Here we have an article about a guy who has acknowledged using fake data.

Why does the article waste time discussing accidentally incorrectly performed research?

It’s so the author can navigate the murky waters created by introducing a fairly unrelated topic, then sieving out the original point which anyone could have made in two paragraphs.

Between this, the Alzheimer’s stuff, and many others it seems pretty dire for the trust the scientists crowd.

Here we have an article about a guy who has acknowledged using fake data.

He very explicitly did not admit to using fake data:

A spokesman for Poldermans told the paper he admitted not keeping to research protocols but denied faking data.

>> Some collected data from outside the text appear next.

PR #2915, opened 2018-02-11
Feature/audit mv refactor and fix bug for multi columns sorting

fec-jli:
1)fix bug for multi columns sorting.
when 'sort' is list (['-cycle', 'committee_name', ] ), should setup multi=true to call utils.fetch_page() in views.py.

2)remove cmte_audit_vw and cand_audit_vw from 
ofec_audit_case_mv, 
ofec_committee_fulltext_audit_mv,
ofec_candidate_fulltext_audit_mv,

replace with sub query. so above 3 MVs no dependency.

### DIFF
--- a/tests/test_utils.py
+++ b/tests/test_utils.py
@@ -10,6 +10,7 @@ from webservices import args
 from webservices import rest
 from webservices import sorting
 from webservices.resources import candidate_aggregates
+from webservices.resources import audit
 from webservices.resources import elections
 from webservices.rest import db
 from webservices.tasks import utils
@@ -36,6 +37,32 @@ class TestSort(ApiBaseTest):
         ]
         query, columns = sorting.sort(models.Candidate.query, '-district', model=models.Candidate)
         self.assertEqual(query.all(), candidates[::-1])
+
+    def test_multi_column(self):
+        audit = [
+            factories.AuditCaseFactory(cycle=2012, committee_name='Boy', primary_category_id=-1, sub_category_id=-2, audit_case_id=1000),
+            factories.AuditCaseFactory(cycle=2012, committee_name='Girl', primary_category_id=-1, sub_category_id=-2, audit_case_id=1000),
+            factories.AuditCaseFactory(cycle=2012, committee_name='Ted', primary_category_id=-1, sub_category_id=-2, audit_case_id=1000),
+            factories.AuditCaseFactory(cycle=2012, committee_name='Zoo', primary_category_id=-1, sub_category_id=-2, audit_case_id=1000),
+            factories.AuditCaseFactory(cycle=2014, committee_name='Abc', primary_category_id=-1, sub_category_id=-2, audit_case_id=1000),
+            factories.AuditCaseFactory(cycle=2014, committee_name='John', primary_category_id=-1, sub_category_id=-2, audit_case_id=1000),
+            factories.AuditCaseFactory(cycle=2014, committee_name='Ted', primary_category_id=-1, sub_category_id=-2, audit_case_id=1000),
+        ]
+        query, columns = sorting.multi_sort(models.AuditCase.query, ['cycle', 'committee_name', ], model=models.AuditCase)
+        self.assertEqual(query.all(), audit)
+
+    def test_multi_column_reverse_first_column(self):
+        audit = [
+            factories.AuditCaseFactory(cycle=2012, committee_name='Zoo', primary_category_id=-1, sub_category_id=-2, audit_case_id=1000),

Sure, there's a good chance he's lying about that. But it seems like an important distinction.

Read a little further:

In one study it was found that he used patient data without written permission, used fictitious data and that two reports were submitted to conferences which included knowingly unreliable data.

Regret

The professor agrees with the committee’s conclusions and expressed his regret for his actions. Poldermans feels that as experienced researcher he should have been more accurate but states that his actions were unintentional.

Or they have a quota for article length and needed to pad it out.

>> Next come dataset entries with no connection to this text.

PR #2935, opened 2018-02-18
Fixed show sub_category results when select only primary_category_id.

fec-jli:
create V0059.1__public_audit_case_mv to modify mv to support 'allow users to get results by selecting only a primary category'.

issue: https://github.com/18F/openFEC/issues/2920

### DIFF
--- a/data/migrations/V0059.1__public_audit_case_mv.sql
+++ b/data/migrations/V0059.1__public_audit_case_mv.sql
@@ -62,7 +62,7 @@ audit_case_init AS (
     LEFT JOIN cand_info ON cand_info.cand_id::text = ac.cand_id::text 
     AND cand_info.fec_election_yr = ac.election_cycle
 ),
-audit_case_sebset AS (
+audit_case_subset AS (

This is a very common thing you encounter where the first 3-5 chapters of some nonfiction book are compelling and directly relevant to the author’s main thesis. Then the rest of the book is vaguely related to the thesis, mostly it’s other things the author has studied and can write competently about.

Publishers are reticent to put an 80 page book on the shelves even if that’s the best version of the book the author can produce.

I've noticed this so much in nonfiction books I've read lately, and a few fiction ones too!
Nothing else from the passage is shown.